Sensitivity along with statistical response for optimizing shear and heat transfer rate on the flow over power-law deformable plate considering bi-hybrid nanofluid

Abstract

The heat transfer efficiency of nanofluids is more effective than the conventional coolants and they are being evaluated for the automotive cooling systems. Improved engine performance and fuel economy may result from this. However, the use of nanofluids in hyperthermia therapy, a medical intervention in which specific tissues are heated to high temperatures, the flow of bi-hybrid nano liquid over a deformable surface plays crucial role. Based on several needs in different sectors the present study briefly describes the flow proposed liquid over a three-dimensional deformable absorbent surface. The impact of magnetization along with thermal radiation enriches the flow profiles significantly. Suitable similarity rules are adopted for the dimensional governing equation to re-formulate them into non-dimensional form. The system of designed model problem is handled numerically by means of “Runge-Kutta fourth-order” technique. The novelty of the study arises due to the use of robust statistical approach i.e. “Response Surface Methodology (RSM)” to optimize both shear and heat transfer rate for several factors.

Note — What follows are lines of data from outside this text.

PR #5769, opened 2026-08-31
Fix THORChain empty Midgard status fallback

### LINKED ISSUE #5758: [Fix] THORChain/Maya status trusts the native node on the first empty Midgard response, so a to-be-refunded tx can latch as Confirmed [Transaction Status]
# [Fix] THORChain/Maya status trusts the native node on the first empty Midgard response, so a to-be-refunded tx can latch as Confirmed [Transaction Status]

## Problem

`ThorMayaChainStatusProvider.checkStatus()` falls back to the native node the instant the *first* Midgard poll returns an empty actions array:

```
69:  val action = response.actions.firstOrNull() ?: return checkNativeStatus(txHash, chain)
```

That single elvis is the whole mechanism. The provider is stateless, so there is no attempt counter, no elapsed-time gate and no requirement that the array be empty more than once. `checkNativeStatus()` then maps a raw `tx_response.code == 0` straight to `Confirmed` (lines 89-90).

The problem is that "Midgard has no action" is ambiguous, and the fallback resolves the ambiguity the wrong way. It can mean either:
- **no action will ever exist** — a plain native transfer, or a deposit the node rejected during execution. This is the case the fallback was built for, and for it `code == 0` is a correct answer; or
- **no action exists *yet*** — Midgard has to observe the block and then index and derive the action, which structurally lags the raw transaction landing.

For a swap or an LP add, the second case is exactly what a poll sees in the window right after inclusion. During that window the raw transaction has `code == 0` — it was accepted and committed — even when THORChain is about to refund it (paused pool, slip limit exceeded). So the fallback reports `Confirmed` for a transaction whose real outcome is a refund.

That verdict is unrecoverable. `Confirmed` is terminal at every layer:
- `PollingTxStatusUseCase.kt:50-53` does `return@flow` on `Confirmed`, exiting the flow builder outright.
- `KeysignTxStatusPoller.kt:132` collects with `first { it.isTerminal() }`, and `isTerminal()` includes `Confirmed` (`:216-221`), so collection is cancelled.
- `TransactionStatusService.kt:101-115` stops polling and tears down the foreground service.
- The background refresh cannot correct it either: `TransactionDao.kt:69-71` selects only rows whose status is in `('BROADCASTED', 'PENDING', 'NotFound')`, so a `CONFIRMED` row is excluded by construction. Every write is separately guarded with `AND status NOT IN ('CONFIRMED','FAILED','REFUNDED')` (`:97`, `:107`, `:117`, `:131`, `:151`), and the one query that could bypass that guard, `demoteForReorg` (`:136-145`), has no production caller.

So once a refunded swap is written as `Confirmed` it stays `Confirmed` forever, and the user is told a transaction succeeded when the funds are being returned. This is the same failure class that #4468 previously closed, reopened through a different route. The mis-classification is also most likely under congestion — precisely the conditions that make refunds more common.

The fallback itself was added deliberately in #5002 to unstick plain transfers and node-rejected deposits that Midgard never indexes; that PR's own description notes Midgard only indexes recognised actions (swap, addLiquidity, withdraw, savers, loan, bond) and states the native query is "a fallback only used when no action exists". The gap is that the code cannot distinguish "no action exists" from "no action exists yet", and applies the fallback unconditionally to memo types Midgard *does* eventually index.

**Adjacent defect on the same path, to fix in the same change:** `PollingTxStatusUseCase.kt:51-52` lists only `Confirmed` and `Failed` in its terminal arm and omits `Refunded`, even though both consumers treat `Refunded` as terminal (`TransactionStatusService.kt:103`, `KeysignTxStatusPoller.kt:220`). The use case therefore keeps polling after a refund and stops only because its collectors cancel it. THORChain/Maya is the chain that actually emits `Refunded` (`ThorMayaChainStatusProvider.kt:99`, `:106`), so this asymmetry sits directly on the path being changed.

## Expected Behavior

A swap or LP transaction that Midgard will eventually index is not declared `Confirmed` on the strength of a single empty actions response. The native-node fallback is trusted immediately only for memo types Midgard structurally never tracks; for everything else it is trusted only once the actions array has come back empty repeatedly, so ordinary indexing lag resolves through Midgard and a refund is reported as a refund.

## Steps to Reproduce

1. Broadcast a THORChain swap into a pool that will refund it (a paused pool, or a slip limit the trade exceeds).
2. Let the status poll run immediately after the transaction is included in a block, while Midgard has not yet indexed the resulting action — `GET /v2/actions?txid=...` returns `{"actions": [], "count": "0"}`.
3. The provider falls back to the native node, which reports the committed transaction with `code == 0`, and the status becomes `Confirmed`.
4. Polling stops and the history row is written as `CONFIRMED`.
5. Once Midgard indexes the action it shows a refund, but the app never re-checks the row and continues to display the transaction as successful.

## Solution

Distinguish the two meanings of an empty actions array instead of collapsing them. Classify the outgoing transaction by its memo: for memo types Midgard is known to index (swap, add/withdraw liquidity, savers, loan, bond) require the actions array to come back empty across at least two consecutive polls before trusting the native fallback, and for memo types Midgard structurally never tracks (plain transfers, and deposits the node rejects) keep trusting it on the first response as #5002 intended. This preserves the stuck-in-progress fix while closing the window in which indexing lag is mistaken for a final answer.

### Must Do
- [ ] Make the empty-actions fallback at `ThorMayaChainStatusProvider.kt:69` conditional rather than unconditional: trust the native node immediately only for memo types Midgard does not index, and otherwise require consecutive empty Midgard responses first.
- [ ] Carry whatever state that requires (a consecutive-empty count or equivalent) explicitly, since the provider is currently stateless and each `checkStatus` call is independent.
- [ ] Keep the behaviour #5002 added for the cases it targeted: a plain native transfer and a node-rejected deposit must still resolve without waiting for Midgard.
- [ ] Add `Refunded` to the terminal arm of `PollingTxStatusUseCase.kt:51-52` so the use case stops on its own rather than relying on collector cancellation.
- [ ] Extend `ThorMayaChainStatusProviderTest` with a case that pins the new behaviour: an indexable memo type plus one empty Midgard response plus native `code == 0` must NOT yield `Confirmed`, and the same input on a non-indexable memo type must still yield `Confirmed`.

### Must NOT Do
- Don't change unrelated code
- Don't remove the native-node fallback — it fixes a real stuck-status bug
- Don't change the Midgard action mapping (refund / failed / success / pending) — it is correct
- Don't loosen the terminal-status write guards in `TransactionDao`

## Acceptance Criteria
- [ ] A swap whose Midgard actions array is empty on the first poll and whose native result is `code == 0` is not reported `Confirmed`; polling continues and the eventual Midgard refund action is reported as `Refunded`
- [ ] A plain native transfer with no Midgard action and native `code == 0` still resolves to `Confirmed` without waiting for Midgard
- [ ] A deposit the node rejects still resolves to `Failed` with the node's `raw_log`, unchanged
- [ ] A native `404` still maps to `Pending` and keeps polling, unchanged
- [ ] `PollingTxStatusUseCase` stops emitting after `Refunded` without depending on the collector to cancel it
- [ ] `./gradlew :data:testDebugUnitTest --tests "*ThorMayaChainStatusProviderTest*"` passes, including the existing 18 cases

johnnyluo:
## Summary
- Gate native-node success fallback for THORChain/Maya indexable memos until Midgard returns repeated empty action responses
- Decode native tx body memo so empty-action fallback can distinguish indexed memo types from plain/non-indexed transfers
- Treat Refunded as terminal in PollingTxStatusUseCase

## Tests
- ./gradlew :data:testDebugUnitTest --tests "*ThorMayaChainStatusProviderTest*"
- ./gradlew :data:testDebugUnitTest --tests "*PollingTxStatusUseCaseTest*"
- ./gradlew assembleDebug

Fixes #5758

## Summary by CodeRabbit

- **Bug Fixes**
  - Improved transaction status handling for confirmed, failed, pending, and refunded transactions across THORChain and Maya.
  - Preserved transaction memos during status checks.
  - Prevented premature confirmation while transaction details are still being indexed.
  - Polling now stops correctly when a transaction is refunded.
  - Improved recognition of deposit-related transaction memos and delayed status responses.

- **Tests**
  - Added coverage for delayed confirmations, native success handling, memo processing, and refunded transaction polling.

### DIFF
--- a/data/src/main/kotlin/com/vultisig/wallet/data/api/txstatus/ThorMayaChainStatusProvider.kt
+++ b/data/src/main/kotlin/com/vultisig/wallet/data/api/txstatus/ThorMayaChainStatusProvider.kt
@@ -1,6 +1,7 @@
 package com.vultisig.wallet.data.api.txstatus
 
 import com.vultisig.wallet.data.api.models.cosmos.CosmosEnvelopedTxResponse
+import com.vultisig.wallet.data.api.models.cosmos.CosmosTxBody
 import com.vultisig.wallet.data.models.Chain
 import com.vultisig.wallet.data.usecases.txstatus.TransactionResult
 import com.vultisig.wallet.data.usecases.txstatus.TransactionStatusProvider
@@ -9,6 +10,7 @@ import io.ktor.client.HttpClient
 import io.ktor.client.request.get
 import io.ktor.client.request.parameter
 import io.ktor.http.HttpStatusCode
+import java.util.concurrent.ConcurrentHashMap
 import javax.inject.Inject
 import kotlin.coroutines.cancellation.CancellationException
 import kotlinx.serialization.SerialName
@@ -41,13 +43,20 @@ import timber.log.Timber
  * plain native transfer (e.g. sending a secured asset) or a native deposit the node rejected during
  * execution never becomes an action, so `/v2/actions` returns an empty array for it. Treating that
  * as [TransactionResult.Pending] left such txs stuck "in progress" forever while the app kept
- * polling Midgard. When no action is found we therefore fall back to the native node's
+ * polling Midgard. When no action is found we therefore consult the native node's
  * `cosmos/tx/v1beta1/txs/{hash}` endpoint, which reports the committed tx's result code directly:
- * code 0 → [TransactionResult.Confirmed], non-zero → [TransactionResult.Failed] with the node's
- * `raw_log`, and 404/not-yet-committed → [TransactionResult.Pending] so polling continues.
+ * non-zero → [TransactionResult.Failed] with the node's `raw_log`, and 404/not-yet-committed →
+ * [TransactionResult.Pending] so polling continues. A successful native result is trusted
+ * immediately for memos Midgard does not index; for Midgard-indexed memos it is trusted only after
+ * repeated empty action responses, giving Midgard's action index time to surface refunds.
  */
-class ThorMayaChainStatusProvider @Inject constructor(private val httpClient: HttpClient) :
-    TransactionStatusProvider {
+class ThorMayaChainStatusProvider
+internal constructor(
+    private val httpClient: HttpClient,
+    private val nowMillis: () -> Long,
+) : TransactionStatusProvider {
+
+    @Inject constructor(httpClient: HttpClient) : this(httpClient, System::currentTimeMillis)
 
     private val midgardUrls =
         mapOf(
@@ -61,12 +70,17 @@ class ThorMayaChainStatusProvider @Inject constructor(private val httpClient: Ht
             Chain.MayaChain to MAYACHAIN_NATIVE_TX_URL,
         )
 
+    private val emptyActionStreaks = ConcurrentHashMap<EmptyActionKey, EmptyActionStreak>()
+
     override suspend fun checkStatus(txHash: String, chain: Chain): TransactionResult {
         val baseUrl = midgardUrls[chain] ?: return TransactionResult.Failed("Unknown chain")
         return try {
             val response: MidgardActionsResponse =
                 httpClient.get(baseUrl) { parameter(MIDGARD_TXID_PARAM, txHash) }.bodyOrThrow()
-            val action = response.actions.firstOrNull() ?: return checkNativeStatus(txHash, chain)
+            val action =
+                response.actions.firstOrNull()
+                    ?: return checkNativeStatusAfterEmptyAction(txHash, chain)
+            emptyActionStreaks.remove(EmptyActionKey(chain, txHash))
             mapAction(action)
         } catch (e: CancellationException) {
             throw e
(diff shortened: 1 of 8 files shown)


data/src/main/kotlin/com/vultisig/wallet/data/api/txstatus/ThorMayaChainStatusProvider.kt
```diff
@@ -77,20 +85,56 @@ class ThorMayaChainStatusProvider @Inject constructor(private val httpClient: Ht
...
+            return TransactionResult.Confirmed
+        }
+
+        val streak = (emptyActionStreaks[key] ?: 0) + 1
+        emptyActionStreaks[key] = streak
+        return if (streak >= MIN_INDEXABLE_EMPTY_ACTION_POLLS) {
+            emptyActionStreaks.remove(key)
+            TransactionResult.Confirmed
+        } else {
+            TransactionResult.Pending
```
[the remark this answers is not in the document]
johnnyluo: Addressed in 4acada466: empty Midgard responses are now counted before native status lookup, so a native 404 contributes to the streak before a later indexed native success is gated. Added a regression test for the 404-then-success case.

data/src/main/kotlin/com/vultisig/wallet/data/api/txstatus/ThorMayaChainStatusProvider.kt
```diff
@@ -77,20 +85,60 @@ class ThorMayaChainStatusProvider @Inject constructor(private val httpClient: Ht
...
+        val envelope = response.bodyOrThrow<CosmosEnvelopedTxResponse>()
+        val txResponse = envelope.txResponse
+        val result =
+            when (txResponse.code) {
+                0 -> TransactionResult.Confirmed
+                null -> TransactionResult.Pending
+                else ->
+                    TransactionResult.Failed(nonBlankOr(txResponse.rawLog, DEFAULT_FAILED_REASON))
+            }
+        return NativeStatusResult(result, envelope.tx?.body?.memo)
```
rkokhatskyi: THORChain swaps never engage this gate because `ThorchainSwapHelper.kt:86` never sets `SigningInput.memo`, so the swap memo lives only in MsgDeposit while this line reads `tx.body.memo`. Live Vultisig swap `2F5B908F…35E8` carries an empty body memo, so a refundable swap still confirms on poll one

data/src/main/kotlin/com/vultisig/wallet/data/api/txstatus/ThorMayaChainStatusProvider.kt
```diff
@@ -77,20 +85,60 @@ class ThorMayaChainStatusProvider @Inject constructor(private val httpClient: Ht
...
+     * stays pending, and native success is gated for memo types Midgard is expected to index.
      */
-    private suspend fun checkNativeStatus(txHash: String, chain: Chain): TransactionResult {
-        val nativeTxUrl = nativeTxUrls[chain] ?: return TransactionResult.Pending
+    private suspend fun checkNativeStatusAfterEmptyAction(
+        txHash: String,
+        chain: Chain,
+    ): TransactionResult {
+        val key = EmptyActionKey(chain, txHash)
+        val streak = (emptyActionStreaks[key] ?: 0) + 1
```
rkokhatskyi: The streak increments before `checkNativeStatus` and the 404 branch returns Pending without clearing the key, so pre-commit polls after a SYNC broadcast consume both counts. The first poll that ever sees `code == 0` already sits at streak 2 and confirms, which `ThorMayaChainStatusProviderTest.kt:382` pins

data/src/main/kotlin/com/vultisig/wallet/data/api/txstatus/ThorMayaChainStatusProvider.kt
```diff
@@ -77,20 +85,60 @@ class ThorMayaChainStatusProvider @Inject constructor(private val httpClient: Ht
...
+            }
+            return nativeStatus.result
+        }
+
+        if (!nativeStatus.memo.isMidgardIndexedMemo()) {
+            emptyActionStreaks.remove(key)
+            return TransactionResult.Confirmed
+        }
+
+        return if (streak >= MIN_INDEXABLE_EMPTY_ACTION_POLLS) {
```
rkokhatskyi: `streak` counts calls rather than elapsed time on a singleton map with no dedupe, so the 15s in-flight sweep and the backoff-exempt `refreshOne` at `RefreshPendingTransactionsUseCase.kt:61` can take counts 1 and 2 milliseconds apart, giving Midgard no indexing time before Confirmed latches

rkokhatskyi (changes requested):

data/src/main/kotlin/com/vultisig/wallet/data/api/txstatus/ThorMayaChainStatusProvider.kt
johnnyluo: Addressed in 38e4b619e: gated native success now requires both repeated committed empty-action observations and at least 15 seconds elapsed from the first committed observation, preventing refreshOne plus another poll from confirming milliseconds apart.

data/src/main/kotlin/com/vultisig/wallet/data/api/txstatus/ThorMayaChainStatusProvider.kt
```diff
@@ -77,20 +85,60 @@ class ThorMayaChainStatusProvider @Inject constructor(private val httpClient: Ht
...
+
+        val nativeStatus = checkNativeStatus(txHash, chain)
+        if (nativeStatus.result != TransactionResult.Confirmed) {
+            if (nativeStatus.result is TransactionResult.Failed) {
+                emptyActionStreaks.remove(key)
+            }
+            return nativeStatus.result
+        }
+
+        if (!nativeStatus.memo.isMidgardIndexedMemo()) {
```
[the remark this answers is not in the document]
johnnyluo: Addressed in 38e4b619e: a missing native memo is no longer treated as non-indexed. Native success with no available memo now goes through the guarded empty-action path instead of confirming on the first poll.

data/src/main/kotlin/com/vultisig/wallet/data/api/txstatus/ThorMayaChainStatusProvider.kt
johnnyluo: Addressed in 38e4b619e: native 404 no longer increments the gated-success streak. The streak starts only once the native tx has committed with code 0, so pre-commit SYNC polls cannot consume both counts.

data/src/main/kotlin/com/vultisig/wallet/data/api/txstatus/ThorMayaChainStatusProvider.kt
johnnyluo: Addressed in 38e4b619e: the native response model now decodes tx.body.messages and the provider prefers /types.MsgDeposit.memo over tx.body.memo. This covers THORChain swaps whose body memo is empty but whose actionable memo lives in MsgDeposit.

data/src/main/kotlin/com/vultisig/wallet/data/api/txstatus/ThorMayaChainStatusProvider.kt
```diff
@@ -61,12 +70,17 @@ class ThorMayaChainStatusProvider @Inject constructor(private val httpClient: Ht
             Chain.MayaChain to MAYACHAIN_NATIVE_TX_URL,
         )
 
+    private val emptyActionStreaks = ConcurrentHashMap<EmptyActionKey, EmptyActionStreak>()
```
aminsato, line 71: `emptyActionStreaks` lives in a `@Singleton` provider (`TxStatusModule.bindThorChainStatusProvider`) and entries are only removed on a terminal outcome: a Midgard action appears, native returns `Failed`, or the gate fires. Any tx that stops being polled while still gated keeps its entry for the process lifetime — the 5-minute `maxWaitSeconds` timeout in `PollingTxStatusUseCase`, the flow being cancelled when the user leaves the screen, or the one-shot checks from `RefreshPendingTransactionsUseCase`.

That has two effects. The map grows without bound, and a stale entry defeats the gate it was added for: on the next polling session for the same hash, `count` is already >= 2 and `lastObservedAtMillis - firstObservedAtMillis` spans the whole gap since the last session, so the *first* empty-action poll returns `Confirmed` immediately instead of giving Midgard the intended 15s window.

Aging entries out inside `compute` — discard `current` when `now - current.lastObservedAtMillis` exceeds some staleness bound and start a fresh streak — fixes both, since the map then self-prunes on the next touch of a key and never credits a streak across an interruption.

data/src/main/kotlin/com/vultisig/wallet/data/api/txstatus/ThorMayaChainStatusProvider.kt
```diff
@@ -77,20 +91,98 @@ class ThorMayaChainStatusProvider @Inject constructor(private val httpClient: Ht
...
+        val streak =
+            emptyActionStreaks.compute(key) { _, current ->
+                val now = nowMillis()
+                current?.copy(count = current.count + 1, lastObservedAtMillis = now)
+                    ?: EmptyActionStreak(
+                        count = 1,
+                        firstObservedAtMillis = now,
+                        lastObservedAtMillis = now,
+                    )
+            } ?: EmptyActionStreak(
```
aminsato: `ConcurrentHashMap.compute` returns null only when the remapping function returns null, and this one always returns a value, so the `?: EmptyActionStreak(count = 0, ...)` fallback is unreachable. It also reads as if `count = 0` were a real state the gate has to handle, which it isn't. Worth dropping in favour of a non-null read of the compute result.

data/src/main/kotlin/com/vultisig/wallet/data/api/txstatus/ThorMayaChainStatusProvider.kt
johnnyluo: Fixed in 6ede59037: `compute()` now discards a streak entry once it's older than `EMPTY_ACTION_STREAK_TTL_MS` (5 min) before incrementing, so a resumed polling session starts a fresh streak instead of inheriting a stale one. Added a regression test (`stale empty action streak does not carry over to a later polling session`).

data/src/main/kotlin/com/vultisig/wallet/data/api/txstatus/ThorMayaChainStatusProvider.kt
johnnyluo: Fixed in 6ede59037: dropped the unreachable `?: EmptyActionStreak(count = 0, ...)` fallback and used `!!` on the compute result instead, since the remapping lambda always returns a non-null value.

For the validation of the result a hypothetical test is proposed utilizing analysis of variance (ANOVA) and then parametric optimization is proposed employing sensitivity analysis for the response of both the shear and heat transfer rate. The study reveals that magnetization and particle concentration remarkbaly influence shear rate and heat transportation, where higher nanoparticle aggregation reduces shear but augments thermal transport, while increased thermal radiation improves the Nusselt number and overall heat transfer efficiency. Statistical validation through residual plots confirms the model's accuracy, ensuring reliable predictions for shear and heat transfer behavior.